Source material —

PR #219, opened 2016-12-07
gazelle: Add ability to read/write to BUILD.bazel instead of BUILD

pmbethe09:
Start of fix for 
https://github.com/bazelbuild/rules_go/issues/144

After this, use it in new_go_repository.

PR #228, opened 2016-12-14
Fix support for BUILD.bazel files

twpayne:
This PR builds on the work in #219 and includes the ability to use `BUILD.bazel` files in `new_go_repository`, for example:

```
new_go_repository(
    name = "org_golang_x_text",
    build_file_name = "BUILD.bazel",
    commit = "a8b38433e35b65ba247bb267317037dee1b70cea",
    importpath = "golang.org/x/text",
)
```

### DIFF
--- a/go/tools/gazelle/gazelle/fix.go
+++ b/go/tools/gazelle/gazelle/fix.go
@@ -17,10 +17,18 @@ package main
 
 import (
 	"io/ioutil"
+	"os"
+	"path"
 
 	bzl "github.com/bazelbuild/buildifier/core"
 )
 
 func fixFile(file *bzl.File) error {
-	return ioutil.WriteFile(file.Path, bzl.Format(file), 0644)
+	if err := ioutil.WriteFile(file.Path, bzl.Format(file), 0644); err != nil {
+		return err
+	}
+	if path.Base(file.Path) != *buildFileName {
+		return os.Rename(file.Path, path.Join(path.Dir(file.Path), *buildFileName))
+	}
+	return nil
 }
--- a/go/tools/gazelle/gazelle/main.go
+++ b/go/tools/gazelle/gazelle/main.go
@@ -180,7 +180,9 @@ func findBuildFile(repo string) (string, error) {
 			if fi.Mode().IsRegular() {
 				return p, nil
 			}
-		} else if !os.IsNotExist(err) {
+			continue
+		}
+		if !os.IsNotExist(err) {
 			return "", err
 		}
 	}
--- a/go/tools/gazelle/gazelle/main.go
+++ b/go/tools/gazelle/gazelle/main.go
@@ -24,7 +24,9 @@ import (
 	"io/ioutil"
 	"log"
 	"os"
+	"path"
 	"path/filepath"
+	"strings"
 
 	bzl "github.com/bazelbuild/buildifier/core"
 	"github.com/bazelbuild/rules_go/go/tools/gazelle/generator"
@@ -33,15 +35,12 @@ import (
 )
 
 var (
-	buildName       = flag.String("build_name", "BUILD", "name of output build files to generate, defaults to 'BUILD'")
-	buildTags       = flag.String("build_tags", "", "comma-separated list of build tags. If not specified, GOOS and GOARCH are used.")
-	goPrefix        = flag.String("go_prefix", "", "go_prefix of the target workspace")
-	repoRoot        = flag.String("repo_root", "", "path to a directory which corresponds to go_prefix, otherwise gazelle searches for it.")
-	mode            = flag.String("mode", "fix", "print: prints all of the updated BUILD files\n\tfix: rewrites all of the BUILD files in place\n\tdiff: computes the rewrite but then just does a diff")
-	validBuildNames = map[string]bool{
-		"BUILD":       true,
-		"BUILD.bazel": true,
-	}
+	buildFileName  = flag.String("build_file_name", "BUILD", "name of output build files to generate.")
+	buildTags      = flag.String("build_tags", "", "comma-separated list of build tags. If not specified, GOOS and GOARCH are used.")
+	goPrefix       = flag.String("go_prefix", "", "go_prefix of the target workspace")
+	repoRoot       = flag.String("repo_root", "", "path to a directory which corresponds to go_prefix, otherwise gazelle searches for it.")
+	mode           = flag.String("mode", "fix", "print: prints all of the updated BUILD files\n\tfix: rewrites all of the BUILD files in place\n\tdiff: computes the rewrite but then just does a diff")
+	buildFileNames = []string{"BUILD.bazel", "BUILD"}
 )
 
 func init() {
@@ -56,8 +55,17 @@ var modeFromName = map[string]func(*bzl.File) error{
 	"diff":  diffFile,
 }
 
+func isValidBuildFileName(buildFileName string) bool {
+	for _, bfn := range buildFileNames {
+		if buildFileName == bfn {
+			return true
+		}
+	}
+	return false
+}
+
 func run(dirs []string, emit func(*bzl.File) error) error {
-	g, err := generator.New(*repoRoot, *goPrefix, *buildName, *buildTags)
+	g, err := generator.New(*repoRoot, *goPrefix, *buildFileName, *buildTags)
 	if err != nil {
 		return err
 	}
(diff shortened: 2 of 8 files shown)


go/tools/gazelle/gazelle/main.go
```diff
@@ -33,15 +33,12 @@ import (
...
+	buildFileName = flag.String("build_file_name", "BUILD", "name of output build files to generate, defaults to 'BUILD'")
+	goPrefix      = flag.String("go_prefix", "", "go_prefix of the target workspace")
+	repoRoot      = flag.String("repo_root", "", "path to a directory which corresponds to go_prefix, otherwise gazelle searches for it.")
+	mode          = flag.String("mode", "fix", "print: prints all of the updated BUILD files\n\tfix: rewrites all of the BUILD files in place\n\tdiff: computes the rewrite but then just does a diff")
 
-	validBuildNames = map[string]bool{
-		"BUILD":       true,
-		"BUILD.bazel": true,
-	}
+	buildFileNames = []string{"BUILD.bazel", "BUILD"}
```
pmbethe09: Why this change?  Just so that iteration is in a consistent order?

go/tools/gazelle/generator/generator.go
```diff
@@ -101,7 +102,7 @@ func (g *Generator) Generate(dir string) ([]*bzl.File, error) {
 		if len(files) == 0 && rel != "" {
 			// "dir" was not a buildable Go package but still need a BUILD file
 			// for go_prefix.
-			files = append(files, emptyToplevel(g.goPrefix, g.buildName))
+			files = append(files, g.emptyToplevel(g.goPrefix))
```
pmbethe09: if you are going to make a receiver method, might as well not pass g.goPrefix either and just grab it there.

go/tools/gazelle/gazelle/main.go
twpayne: Exactly. The iteration order over Go maps is undefined (and is indeed randomized) so the old code would have undefined behaviour if both files were present. I believe that Bazel itself prioritises `BUILD.bazel` over `BUILD`.

bazel-io:

twpayne:
Thanks for the quick review! Comments addressed in 3057a7f9f3a41c72090aa3e6f8b2847212cf3fc7.

pmbethe09:
Jenkins, test this please.

go/tools/gazelle/gazelle/fix.go
```diff
@@ -17,10 +17,18 @@ package main
...
 	bzl "github.com/bazelbuild/buildifier/core"
 )
 
 func fixFile(file *bzl.File) error {
-	return ioutil.WriteFile(file.Path, bzl.Format(file), 0644)
+	if err := ioutil.WriteFile(file.Path, bzl.Format(file), 0644); err != nil {
+		return err
+	}
+	if path.Base(file.Path) != *buildFileName {
+		return os.Rename(file.Path, path.Join(path.Dir(file.Path), *buildFileName))
```
pmbethe09: nice.

go/tools/gazelle/gazelle/main.go
```diff
@@ -126,8 +132,8 @@ func main() {
 		}
 	}
 
-	if !validBuildNames[*buildName] {
-		log.Fatalf("-build_name %q must be in: %v", *buildName, validBuildNames)
+	if !isValidBuildFileName(*buildFileName) {
+		log.Fatalf("invalid build file name %q", *buildFileName)
```
pmbethe09: add back the list of valid names?

go/tools/gazelle/gazelle/main.go
```diff
@@ -145,23 +151,26 @@ func main() {
...
+func findBuildFile(repo string) (string, error) {
+	for _, base := range buildFileNames {
+		p := filepath.Join(repo, base)
+		fi, err := os.Stat(p)
 		if err != nil {
-			if os.IsNotExist(err) {
-				continue
-			}
-			return nil, "", err
+			continue
```
pmbethe09: If the stat fails for a reason other than os.IsNotExist, isn't that a sign of bad things?

pmbethe09:
I think there is still an issue which I had not resolved.
merger.go loads a file from the place that the new copy expect to write it -- but what if the current version is 'BUILD', but the -build_file_name is 'BUILD.bazel'.

I think the code will create a file for BUILD.bazel, not see anything at that location, so return the new version, and then write that.  Any customizations will be lost.

go/tools/gazelle/gazelle/main.go
twpayne: Done.

go/tools/gazelle/gazelle/main.go
twpayne: Agreed. Done.

twpayne:
> I think there is still an issue which I had not resolved.
> merger.go loads a file from the place that the new copy expect to write it -- but what if the current version is 'BUILD', but the -build_file_name is 'BUILD.bazel'.
> 
> I think the code will create a file for BUILD.bazel, not see anything at that location, so return the new version, and then write that. Any customizations will be lost.

My understanding in this case is that the `BUILD` file (including customizations) will be read and then will be re-written (including customizations) before being renamed to `BUILD.bazel`, i.e. that customizations will be preserved.

pmbethe09:
The path is something like this:
* First you generate a file for //some/dir/
** and it gets named with the passed in flag
https://github.com/bazelbuild/rules_go/blob/master/go/tools/gazelle/generator/generator.go#L142
* Then merger.MergeWithExisting gets called,
and it tries to load a file with the same name as 'newfile', and if that fails, then it just returns newfile and later writes that.

So if
//some/dir/BUILD
exists, but you run gazelle -build_file_name BUILD.bazel
I am quite sure that it will generate a new file
//some/dir/BUILD.bazel
leaving the BUILD file also in place.

twpayne:
Ah, you're right! (bug verified with a manual test). I've added a commit that fixes this.

go/tools/gazelle/gazelle/main.go
```diff
@@ -69,11 +77,26 @@ func run(dirs []string, emit func(*bzl.File) error) error {
...
-			}
-			bzl.Rewrite(f, nil) // have buildifier 'format' our rules.
-			if err := emit(f); err != nil {
+			existingFilePath, err := findBuildFile(path.Dir(f.Path))
+			if os.IsNotExist(err) { // No existing file, so write a new one
+				bzl.Rewrite(f, nil) // have buildifier 'format' our rules.
+				if err := emit(f); err != nil {
+					return err
+				}
+			} else if err == nil { // Existing file, so merge and maybe remove the old one
```
pmbethe09: Use continue and guard-clauses, so add a continue at the end of the above if loop, 
  continue
}
if err != nil {
  return err
}
this code w/ no indent.

go/tools/gazelle/merger/merger_test.go
```diff
@@ -93,7 +93,37 @@ func TestMergeWithExisting(t *testing.T) {
...
+	defer os.Remove(tmp.Name())
+	if _, err := io.WriteString(tmp, oldData); err != nil {
+		t.Fatal(err)
+	}
+	if err := tmp.Close(); err != nil {
+		t.Fatal(err)
+	}
+	newTmp, err := ioutil.TempFile(os.Getenv("TEST_TMPDIR"), "BUILD.bazel")
+	if err != nil {
+		t.Fatal(err)
```
pmbethe09: From here down, these should be t.Errorf, not Fatal (only use Fatal when continuing the test would likely lead to panic or similar)

pmbethe09: Looks like then only the last one should be t.Error -- if either this one or the next one fail, then the LHS might be nil, and continuing is suspect.

pmbethe09:
I am afraid I have merged other changes and you have to rebase, but I think as soon as that last Errorf is in this is LGTM and ready to merge.

twpayne:
Rebased and commits squashed (quicker and more accurate to resolve one merge conflict than one for each of ten commits). Ready for final review.

go/tools/gazelle/gazelle/main.go
```diff
@@ -145,23 +172,27 @@ func main() {
...
-				continue
+func findBuildFile(repo string) (string, error) {
+	for _, base := range buildFileNames {
+		p := filepath.Join(repo, base)
+		fi, err := os.Stat(p)
+		if err == nil {
+			if fi.Mode().IsRegular() {
+				return p, nil
 			}
-			return nil, "", err
```
pmbethe09: add a continue here, and then the 'else if' can become just 'if'

pmbethe09:
Jenkins, test this please.

go/tools/gazelle/gazelle/main.go
twpayne: Done.

twpayne:
Thanks for the merge!

PR #229, opened 2016-12-15
discrimante on test func signatures when generating tests

mikedanese:


bazel-io:

mikedanese:
Hi Clayton, while the discriminators I added are always true, the discriminator for the referenced type "testing" is not true if the "testing" package was aliased to some other name. Why anyone would do that, I'm not sure. I can definitely extract that information by running the typechecker but I can't decide if that is overkill for this.

pmbethe09:
LGTM, just need to fix merge conflicts.

smarterclayton:
Might be overkill, but I've seen aliases of "testing" in the wild (probably one in a thousand).

pmbethe09:
Jenkins, test this please.

PR #235, opened 2016-12-21
Gazelle: remove fixed shortcoming from README.md

twpayne:
This commit should have been part of #228.


bazel-io:

PR #241, opened 2017-01-06
Don't add tests and benchmarks twice.

mikedanese:
Tests and benchmarks are added to the end of this method.


mikedanese:
I messed up the rebase.

PR #245, opened 2017-01-17
change README in advance of 0.4.0 tag

pmbethe09:


wlynch:
LGTM, but do not submit until the 0.4.0 tag is live. I would rather users who are using rules_go for the first time pull an old release rather than get a 404.

PR #247, opened 2017-01-20
Get go rules working with execroot rearrangement

kchodorow:
I am getting ready to resubmit https://github.com/bazelbuild/bazel/issues/1262,
which significantly changes execroot paths (external/foo becomes ../foo, essentially).
Without this patch, the execroot change messes up the symlink tree the go rules
create.

This compensates for the path change in a backwards-compatible way:
bazel test //... passes for me with old & patched versions of bazel.

### DIFF
--- a/examples/proto/BUILD
+++ b/examples/proto/BUILD
@@ -1,4 +1,4 @@
-load("//go:def.bzl", "go_library")
+load("//go:def.bzl", "go_library", "go_test")
 
 go_library(
     name = "go_default_library",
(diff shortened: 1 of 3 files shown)


pmbethe09:
LGTM, but can you also look at 
https://github.com/bazelbuild/rules_go/blob/master/proto/go_proto_library.bzl
and make sure it is ready for this change as well?

kchodorow:
It seems to work!  It looks like you actually updated it a couple months ago (probably when I last tried to submit this change).  I added a test for it, lmk if that covers what you were thinking of.

pmbethe09:
LGTM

What is needed —
Identify the lines of the entries containing the string "Thanks". Copy each such line.

Reply —
Thanks for the quick review! Comments addressed in 3057a7f9f3a41c72090aa3e6f8b2847212cf3fc7.
Thanks for the merge!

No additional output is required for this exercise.